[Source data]

......

PR #2279, opened 2026-08-20
Register the `EntityExists` constraint validator from symfony/doctrine-bridge 8.2

nicolas-grekas:
symfony/symfony#63483 added an `EntityExists` constraint to the Doctrine bridge (8.2). Its validator needs the `ManagerRegistry`, so like `UniqueEntityValidator` it has to be registered as a `validator.constraint_validator` service by this bundle; without it the constraint fails at `ConstraintValidatorFactory` on any full-stack app.

The tag carries no alias: `EntityExists::validatedBy()` resolves to the validator class name, which is what an alias-less tag indexes by.

The definition is removed when the class does not exist (bridge < 8.2), following the `UlidGenerator`/`UuidGenerator` pattern, and the container test asserts whichever side applies. Ran locally against `symfony/doctrine-bridge` 8.2.x-dev: the service instantiates from the real container; phpcs clean.


ostrolucky (changes requested):
please add comments to guards explaining in which symfony version were the classes added: important for clean ups in future when removing support for old symfony versions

......

▶ **Task requirements**: All lines above holding the word "bridge" make up the answer; copy each one.

▶ **Answer box**:
Register the `EntityExists` constraint validator from symfony/doctrine-bridge 8.2
symfony/symfony#63483 added an `EntityExists` constraint to the Doctrine bridge (8.2). Its validator needs the `ManagerRegistry`, so like `UniqueEntityValidator` it has to be registered as a `validator.constraint_validator` service by this bundle; without it the constraint fails at `ConstraintValidatorFactory` on any full-stack app.
The definition is removed when the class does not exist (bridge < 8.2), following the `UlidGenerator`/`UuidGenerator` pattern, and the container test asserts whichever side applies. Ran locally against `symfony/doctrine-bridge` 8.2.x-dev: the service instantiates from the real container; phpcs clean.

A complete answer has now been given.